I am trying to prove that a connected open set in $\mathbb{R}$ is path-connected. Is the following correct?
Consider an arbitrary open set in $\mathbb{R}$, $\Phi$. Choose any two points $a,b \in \Phi$, where $b>a$. I now prove the existence of a line, contained in $\Phi$, starting at $a$ and terminating at $b$.

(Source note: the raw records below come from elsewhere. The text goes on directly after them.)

PR #3127, opened 2018-05-30
Update the documentation regarding datalocality

### LINKED ISSUE #2695: Wording on order of iteration is confusing in user guide

hmaarrfk:
Fixes #2695

Just my attempt at improving documentation.

## For reviewers

  later.


hmaarrfk:
@scikit-image/core backport?

PR #3137, opened 2018-05-31
Add initial airspeed velocity (asv) framework

### LINKED ISSUE #1061: Add Airspeed Velocity monitoring
I just watched Michael Droettboom's talk on his excellent and excellently named project, Airspeed Velocity, which tracks a project's benchmarks over time to ensure that benchmarks don't degrade. It seems pretty bloody awesome and I definitely think we should use it, though the logistics will be a bit tricky.

Talk link:
http://youtu.be/OsxJ5O6h8s0

Once we figure out where to run this, we can run 0.7 - 0.10 and then run master or each PR. (As Michael mentions in his talk, the PR stuff needs to be manual after code vetting or it will be a security risk. Running on a VM messes with the benchmarks.) (Obviously it will be a security risk even after vetting, but a much smaller one. =)

jni:
## Description
In order to prevent performance regressions, we should set up asv to benchmark our slowest functions. This branch exists to work on that goal.

Closes #1061

## For reviewers

  later.

### DIFF
--- a/.github/PULL_REQUEST_TEMPLATE.md
+++ b/.github/PULL_REQUEST_TEMPLATE.md
@@ -7,6 +7,8 @@
 - [ ] Clean style in [the spirit of PEP8](https://www.python.org/dev/peps/pep-0008/)
 - [ ] [Docstrings for all functions](https://github.com/numpy/numpy/blob/master/doc/example.py)
 - [ ] Gallery example in `./doc/examples` (new features only)
+- [ ] Benchmark in `./benchmarks`, if your changes aren't covered by an
+  existing benchmark
 - [ ] Unit tests
 
 [For detailed information on these and other aspects see [scikit-image contribution guidelines](http://scikit-image.org/docs/dev/contribute.html)]
--- a/asv.conf.json
+++ b/asv.conf.json
@@ -52,6 +52,7 @@
     // followed by the pip installed packages).
     //
     "matrix": {
+         "cython": ["0.27", "0.28"],
          "numpy": ["1.13", "1.14"],
          "scipy": ["1.0", "1.1"],
          "matplotlib": ["2.2"]
--- a/asv.conf.json
+++ b/asv.conf.json
@@ -1,0 +1,140 @@
+{
+    // The version of the config file format.  Do not change, unless
+    // you know what you are doing.
+    "version": 1,
+
+    // The name of the project being benchmarked
+    "project": "scikit-image",
+
+    // The project's homepage
+    "project_url": "http://scikit-image.org/",
+
+    // The URL or local path of the source code repository for the
+    // project being benchmarked
+    "repo": ".",
+
+    // List of branches to benchmark. If not provided, defaults to "master"
+    // (for git) or "default" (for mercurial).
+    "branches": ["master"], // for git
+
+    // The DVCS being used.  If not set, it will be automatically
+    // determined from "repo" by looking at the protocol in the URL
+    // (if remote), or by looking for special directories, such as
+    // ".git" (if local).
+    "dvcs": "git",
+
+    // The tool to use to create environments.  May be "conda",
+    // "virtualenv" or other value depending on the plugins in use.
+    // If missing or the empty string, the tool will be automatically
+    // determined by looking for tools on the PATH environment
+    // variable.
+    "environment_type": "conda",
+
+    // timeout in seconds for installing any dependencies in environment
+    // defaults to 10 min
+    "install_timeout": 1200,
+
+    // the base URL to show a commit for the project.
+    "show_commit_url": "http://github.com/scikit-image/scikit-image/commit/",
+
+    // The Pythons you'd like to test against.  If not provided, defaults
+    // to the current version of Python used to run `asv`.
+    "pythons": ["3.6"],
+
+    // The matrix of dependencies to test.  Each key is the name of a
+    // package (in PyPI) and the values are version numbers.  An empty
+    // list or empty string indicates to just test against the default
+    // (latest) version. null indicates that the package is to not be
+    // installed. If the package to be tested is only available from
+    // PyPi, and the 'environment_type' is conda, then you can preface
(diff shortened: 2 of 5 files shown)


emmanuelle:
So I'm thinking about generating the benchmarks instead of writing each of them. I see several possibilities for that:

- turning every gallery example into a benchmark. The nice thing is that examples correspond to relevant usecases. The downside is that we probably don't want the plotting stuff in the benchmark.
- do some inference on input type and run functions on random values, like in the benchmarking scripts I wrote for the sprint.

What do you think?

jni:
@emmanuelle yes this is a very good plan, but now the autogeneration should somehow fit into the asv benchmark format, this is why I pushed things here. =)

TomAugspurger:
Once this is merged, we'll add an entry to https://github.com/TomAugspurger/asv-runner/blob/master/tests/full.yml and it'll start running automatically.

jni:
@TomAugspurger what happens when benchmarks themselves are added/removed/changed? Can one re-run a whole range of commits on benchmarks committed at the end?

TomAugspurger:
I'm not sure offhand, but I think ASV tracks the most recent commit, and
only runs newer ones.

It's not ideal, but I can manually run additional commits if you want to
build up a history.

hmaarrfk:
@TomAugspurger You are asking for alot. I'm not sure it is possible to build anything older than 0.14 and have the tests pass ;)

jni:
@hmaarrfk tests don't need to pass, only benchmarks.

TomAugspurger:
They'll show up at pandas.pydata.org/speed/

They're run nightly (Eastern time), but if this is merged in the next
couple hours I'll kick off a build now :)

soupault:
@jni could you, please, add a link from the comment above to somewhere (including the `release_dev.rst`)? I assume, both the contributors and the users might find it useful. Otherwise, lgtm. Thanks!

emmanuelle:
@jni if you add the comment requested by @soupault I will merge :-)

jni:
@emmanuelle @soupault done! =) 

@TomAugspurger how does asv work with PRs? The specific feature that I'm interested in is the ability to run even a new benchmark (provided by the PR) on the master branch and the PR tip (or the merge commit) *before* merging. Is this easy enough to do?

jni:
@TomAugspurger that sounds like a fun challenge. And @Carreau has done the hard work with https://github.com/MeeseeksBox/MeeseeksDev. Can you give me a bit of background about what the bot would need to do? ie if I have a head commit and the master branch it split from, how do I:

- grab the benchmarks and asv conf from the head commit
- run the benchmarks on both
- publish the results somewhere

?

TomAugspurger:
@jni As far as running goes, yes I think you've got it. You should be able to clone the PR and run `asv continuous -f 1.1 HEAD master` and that'll give you a text output that can be published on the issue. The bot could optionally take a `-b` flag to limit it to a certain set of benchmarks.

I think the main concern is scheduling these so that we aren't running these on-demand runs with

a.) eachother
b.) the nightly benchmarks

The benchmark machine is using Airflow right now to do the scheduling. Airflow supports external triggers, so this should be possible. I can help out with the airflow stuff if you want.

jni:
@emmanuelle if we merge this soon we can beat the 4th anniversary of #1061. =P

hmaarrfk:
@jni 
image

jni:
@hmaarrfk I know :joy: :sob: :joy:

.github/PULL_REQUEST_TEMPLATE.md
```diff
@@ -7,6 +7,8 @@
 - [ ] Clean style in [the spirit of PEP8](https://www.python.org/dev/peps/pep-0008/)
 - [ ] [Docstrings for all functions](https://github.com/numpy/numpy/blob/master/doc/example.py)
 - [ ] Gallery example in `./doc/examples` (new features only)
+- [ ] Benchmark in `./benchmarks`, if your changes aren't covered by an
```
stefanv: Do we really want a benchmark for every new piece of functionality?

stefanv:
Thank you, Juan!

.github/PULL_REQUEST_TEMPLATE.md
jni: @stefanv as with all of these tick marks, they are at the reviewers' discretion. =) The idea should certainly be considered for all PRs. And the idea is to build a suite over time. So anything that touches e.g. dilation, gaussian filters, watershed, etc should add a benchmark, and that benchmark should be run before and after the change, so that skimage moves towards speed as a whole.

hmaarrfk:
@jni good job on the asv PR.

For those looking to install asv locally, we need to wait either for 0.2.2 or install with pip and git

```
pip install git+https://github.com/airspeed-velocity/asv.git#egg=asv
```

jni:
@TomAugspurger none of the benchmarks added after this PR appear on the ASV server! Any ideas why? I looked at `benchmarks/__init__.py` and `asv.conf.json` but there's nothing there to suggest that new benchmarks shouldn't be run. Is there some asv cache that needs clearing when new benchmarks are added?

TomAugspurger:
I think my 2 year old hit the power button on the benchmark machine, and I didn't notice till last night 😆 It should be catching up now, and we've had a talk about touching Daddy's stuff.

jni:
@TomAugspurger I feel like this is a longer term problem of not downloading from master. New benchmarks were added weeks ago...

jni:
Oh although I just reread your statement that you think it's a longer term problem on your end also. =P Ok let's see how we go... =)

TomAugspurger:
Found the problem. When we initially set this up, I manually made the change adding a `benchmarks/__init__.py` on the ASV machine. But I never cleared that change, so the `git pull` wasn't working for scikit-image. Fixed that, and am re-running.

TomAugspurger:
http://pandas.pydata.org/speed/scikit-image/ seems to be up to date now.

jni:
:tada: thanks @TomAugspurger!

PR #3145, opened 2018-06-02
Proposal: use python-versioneer for version number.

### LINKED ISSUE #3144: Python versioneer?
I wanted to ask if you all thought it was applicable to use [python-versioneer](https://github.com/warner/python-versioneer) to simplify the management of our versions.

It will automatically increment our dev versions the version according to the latest release tag as well as "how many commits we are ahead of it".

Furthermore, we get the skip the "increment the version number in the source".

This suggestion came from @jakirkham who uses it for his own projects and suggest that I use it for some of mine.

If you are all for it, I will try to create a PR to implement this feature.

hmaarrfk:
Fixes #3144. Please follow the discussion on the issue itself.

Needs the addition of a tag on the master branch.
I think the appropriate commit for the `0.15.0.dev` tag is be42f61150cc5d16c6618285d908d24f904b949e (the last 0.14.0.dev commit).

I made this PR while I remembered how to install versioneer.

## For reviewers

  later.


skimage/__init__.py
```diff
@@ -62,12 +62,13 @@
 import warnings
 import sys
 
+from ._version import get_versions
```
jni: I'm not a fan of the `del`... maybe `from ._version import get_versions as _get_versions`?

requirements/build.txt
```diff
@@ -1,2 +1,3 @@
 Cython>=0.23
 wheel
+versioneer
```
jni: It appears you are vendoring versioneer while also adding it as a dependency?

RELEASE.txt
```diff
@@ -41,11 +41,22 @@ make a PR to update these notes after you are done with the release. ;-)
   - Discuss with others, and make the changes directly to v<major>.<minor>.x branch.
   - Once the consensus is found, ask the project maintainers to merge the PR.
 
-- In the master branch, update the version number in ``skimage/__init__.py``
-  to the next ``-dev`` version, commit, and push.
+  - In the master branch, create a new tag with an updated version number and
+    append ``.dev`` to it. python-versioneer will take care of updating the
+    version number in the source file.
```
jni: What exactly is happening here? I'm specifically confused about why there is no version number anywhere in the changes... Is the version number always determined "live"? What about when we distribute the source without the git history?

requirements/build.txt
hmaarrfk: hmm, I think you are right. We don't need it as a dependency. Good catch.

skimage/__init__.py
hmaarrfk: Ok. That was the boilerplate code from versioneer.

jni:
:joy: great commit message

RELEASE.txt
hmaarrfk: sdist seems ok, see issue for more [details](https://github.com/scikit-image/scikit-image/issues/3144#issuecomment-394112573).

Review comments seem to get hidden eventually and this is a real concern.

jni: @hmaarrfk yes it is, there are quite a few rants about GitHub's review process floating around. But it's simple and very useful in the simple cases so I cut them a bit of slack.

stefanv:
I am concerned that versioneer adds complexity without enough of a benefit.  At the moment, our versioning is explicit and simple.  It is all in one line of code in `skimage/__init__.py`.  It's not difficult to update, and there's zero magic.  So I am leaning towards -1 on this proposal.

hmaarrfk:
yeah, so am i. Versioneer just added like 2k * 2 lines of code for marginal value.
Eventually, it will have to be maintained and will cause annoyances.

If this issue is ever brought up again, [miniver](https://github.com/jbweston/miniver) is a project that does similar things, but with less lines of code (complexity).

jni:
That's too bad. It's nice to have git hashes in the version. But I have to agree that 4K lines is at least one too many. =P

@hmaarrfk I must commend you on your ability to throw away dead ends at the drop of a hat. This is a very useful skill that I don't quite have: I tend to flog at the dead horse for quite a while before accepting its death. =P

PR #3147, opened 2018-06-03
Maintenance: cleanup build process and `__init__.py`

### LINKED ISSUE #3155: Maintenance: More simplification of `__init__.py`
## Description
In my mind, `__init__.py` is very cluttered. Here is a breakdown of the lines of code in `__init__.py`.

Happy to do PRs for any of the suggestions that get approved.

| Lines | Purpose | Fraction of file | Alternative |
|-------|---------|--------|--------|
| 1-57  | Documentation   | large| Keep, this is great!  |
| 59, 65-66 | data_dir  | small  | ☑ [data_dir] Fixed in  #3161 |
| 68   | version  |   | Keep, this is great!  |
| 71-88   | python version  |  medium  | ☑ [python version] Fixed in #3160 |
| 91-131 | Test  |  large | ☑ [pytest] Fixed in #3164 |
| 134-178 | `__SKIMAGE_SETUP__` hack |  large | ☐ Addressed in #3158  |
| 181-192 | Numpy cross/docs | medium | ☑ [lookfor] Fixed in #3162 |

With refactoring, the file would look like:

```python
"""Docs
[...]
"""
__version__ = "0.15.dev0"

from .util.dtype import *
from .data import data_dir

from .util import lookfor
```

### [datadir] 
I suggest:
  - `from .data import data_dir`
  - Or just tell users to `from skimage.data import data_dir as skimge_datadir` as they are only likely to use this in the initial tutorial phase of their work.

### [python version] 
I think this should be removed.
Also, this problem shouldn't happen much most users will be installing scikit-image from pip/conda where 0.15 won't even exist in python2 repos.

Alternatively, it should point to `http://scikit-image.org/docs/dev/install.html` and not duplicate the instructions IMO.

### [pytest] 
Instead of having our own wrapper for pytest, just tell users to run the pytest command themselves.

From the terminal: `python -m pytest --pyargs skimage`
From a python console: `import pytest; pytest.main('--pyargs skimage')`

The reasoning is:
  1. It never worked before. See PR #3152.
  2. It was never tested before #3152.
  3. I don't think you should have wrappers for 1 liners.

### [lookfor] 
This one is tricky because it uses introspection.

Maybe move to `skimage.utils.docs` but it uses introspection, so the code would have to be rewritten too.

hmaarrfk:
I cleaned up the build process quite a bit.

Subsequently, I continued to cleanup the `__init__.py` file quite a bit in accordance with @stefanv's comments in Issue #3155.

Here is a summary of the changes:

### No use of the `WHEELHOUSE`. 
This seemed like a lot of hard work from @matthew-brett. The last dependency that used it was pyside (not pyside 2) and that was only used in in python <=3.4. We now support only 3.5 therefore this isn't necessary.
Maybe we should point to some of matthew-brett's instructions in case future maintainers need this? I fear that if we leave the instructions in but don't really use them, then the instructions kept on scikit-image will become too old to be useful.

### No more `__SKIMAGE_SETUP__`
This required me to move the cython helper untils to the `tools` directory. I think this is an equally good solution for the cython helper utilities, and a much better solution in terms of poluting the install procedure with the use of global variables.
  * Reasoning: the choice seems to not want to have cython as a build time dependency for users. As such, this cython helper script has no place in the source distribution and is only necessary for those cloning from git.
  * Also added the script to the MANIFEST.in

### No more random `pip install` commands in the travis scripts
All packages that need to be installed by pip are now in some of the requirement files. I had to duplicate `numpy` in both build and defaults. Thought I think this is OK.

### Consistent cython version
Sometimes cython was specified as `0.23` and othertimes as `0.23.4`. Everything now specifies `0.23.4`. This version is sprinkled in many locations, so I have a feeling this will be a problem in the future too.

### Build procedure happens before we install `defaults.txt`
This now checks that we really only require cython and numpy to build the system.

### I removed the `retry` bash helper function
It was never used. I'll add it back on request.

### Minimum requirements now locks down all listed requirements
Previously, this was only applied to defaults.txt

### Normalized the package number 
Now set to `0.15.dev0` instead of `0.15dev` since you keep getting this warning otherwise:
```
[...]/site-packages/setuptools/dist.py:398: UserWarning: Normalizing '0.15dev' to '0.15.dev0'
```

### Fix the build process from `sdist` without `cython`
Previously if you didn't have cython installed, the build process from the `sdist` would fail because it wouldn't look for the existance of `_haar.cpp` as it only checked for `_haar.c`.

### `data_dir` now defined in `data/__init__.py`
and import via
```python
from .data import data_dir
```

### Python version checking removed
This should never happen as it will not be uploaded to pypi nor conda with for Python 2.7.

### Test
Until  PR #3152 was merged, this function didn't actually work. Many of the build scripts just called `pytest` directly.
The only one that I found that didn't call `pytest` directly was the `conda-forge` recipe, which will be fixed when [this PR](https://github.com/conda-forge/scikit-image-feedstock/pull/25) is merged.

### `lookfor`
The code for this has been moved to `skimage.util.lookfor`. I don't think code should be in the `__init__.py` file, let alone the top level one.

Fixes #3155

## For reviewers

  later.


hmaarrfk:
I don't understand codecov. what did I miss in my patch?

JDWarner:
Coverage percent reduction appears to simply be due to a high-ish number of covered lines being removed, so proportionally the package level coverage decreased.  I don't think this should be considered blocking.

This looks like a dramatic simplification/cleanup.

hmaarrfk:
Question: Why is `requirements/tests.text` inside the base `requirements.txt`

doc/release/release_dev.rst
```diff
@@ -47,6 +47,8 @@ API Changes
   and ``skimage.transform.rescale`` has been set to ``reflect``.
 - Default value of ``anti_aliasing`` parameter in ``skimage.transform.resize``
   and ``skimage.transform.rescale`` has been set to ``True``.
+- Removed the ``skimage.test`` function. This functionality can be acheived
+  by calling ``pytest`` directly.
```
jni: I understand the sentiment, but I think we don't want to do this. The reason this exists is that we used to use nosetests and were bitten when it reached end-of-life. `skimage.test` allows us to keep the same testing syntax even if we decide to switch frameworks later on.

skimage/__init__.py
```diff
@@ -56,140 +56,7 @@
...
-
-    """
-    import numpy as np
-    import sys
-    return np.lookfor(what, sys.modules[__name__])
-
-
-del warnings, functools, osp, imp, sys
+__version__ = '0.15.dev0'
+from .util.dtype import *
```
jni: NEVER import *

jni:
@hmaarrfk as a general rule, could you try to keep your PRs more modular? This is very hard to review because it's hard to know what each change is doing, relative to your long list of proposed changes. Many changes are completely unrelated. For example, the `skimage.lookfor` fix is a slam dunk and could get in with minimal review, but it is held up by the much more complex remaining changes.

I feel like develop doing `--no-deps` by default is probably an anti-pattern. I've been bitten by it updating a buttload of dependencies but also by running `no-deps` too eagerly and missing out on e.g. PyWavelets. =\

doc/release/release_dev.rst
jni: also, "achieved". =P

I'm neither +1 or -1 on this btw. Running individual tests is more natural if we normalise with pytest. Just wanted to flag it since others (@soupault) have in the past preferred strongly hiding pytest (using skimage.testing.raises instead of pytest.raises, for example).

jni:
The data_dir change is also a slam dunk.

doc/release/release_dev.rst
hmaarrfk: @jni, I understand that the idea was to have the testing localized, but after having going through a few of the other build procedures, it seems that `skimage.test` was never used in the first in place.

When I tried `skimage.test` myself a few months back, I thought I wasn't using the function correctly, but a recent PR showed me that it wasn't just me.

I'm glad to go back to the old functionality, but I feel like the ship has sailed on that, even before my PR. I didn't have to change any of the other tests when I removed this function.

skimage/__init__.py
hmaarrfk: I'm with you on that one, but that line of code was buried so deep in the past that it was impossible to find it.

https://github.com/scikit-image/scikit-image/blob/master/skimage/__init__.py#L178

hmaarrfk: There remains the question on what is the expected functionality. I left that one as a "Good first issue" in Issue #3156

hmaarrfk:
@jni, I agree that many of the changes are unrelated, unfortunately, they mostly touch 3 files:
`travis.yml`
`setup.py`
`__init__.py`

If i broke them up into different PRs, then during merging/rebasing, it would be rather impossible to tell what is going on as there would be many conflicts. The changes would have to be tripple checked to ensure that we don't undo some of the previous ones.

In fact, I had first broken up the [`skimage.test`](https://github.com/hmaarrfk/scikit-image/pull/1) and tested the diffs on my own conda recipe, but I was unable to merge it since many of the lines were overlapping some previous diffs here.

To me, these changes all fall into: `removing lines of code that are never touched, either by tests, documentation, or by sensible end users`.

In either case, let me give it a shot in a few hours.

Start at $a$. By the openness of $\Phi$, there exists $\epsilon>0$ such that $B_{\epsilon}(a) \subset\Phi$—say, $\epsilon_1$. Now, consider $a+\epsilon_1$. Again by the openness of $\Phi$, there exists some $\epsilon_2>0$ such that $B_{\epsilon_2}(a+\epsilon_1)\subset\Phi$. Note that $B_{\epsilon_1}(a) \cap B_{\epsilon_2}(a+\epsilon_1)$ is non-empty. Now, continue this construction, until a ball of the following type is constructed: $B_{x}(y)$, where $x,y$ are such that $y+x>b$. Note that this final ball is, by construction, guaranteed to be contained in $\Phi$. Also, note that the process will never arrive at a point not contained in $\Phi$, as, by connectedness, there are no gaps between $A$ and $B$.
Now, the open interval ($A$, $B$) is covered by a sequence of intersecting open balls. Further, all these balls are contained within $\Phi$. It follows that points $A$ and $B$ can be connected by a straight line contained in $\Phi$ (by connecting the central points of each of the constructed balls).
Best Answer
As student13 has shown, your proof does not work.
So let $\Phi$ be a connected open set and $a, b \in \Phi$. We claim that the path $u : [0,1] \to \mathbb R, u(t) = a + t(b-a)$, has image in $\Phi$ which shows that $\Phi$ is path-connected.
The case $a = b$ is trivial. In case $a \ne b$ we may w.l.o.g. assume that $a < b$. Assume that there exists $t \in [0,1]$ such that $u(t) \notin \Phi$.
$U = \Phi \cap (-\infty,u(t))$ and $V = \Phi \cap (u(t),\infty)$ are open subsets of $\phi$ such that $a \in U, b \in V$, $U \cup V = \Phi$ and $U \cap V = \emptyset$. This means that $\Phi$ is not connected, a contradiction.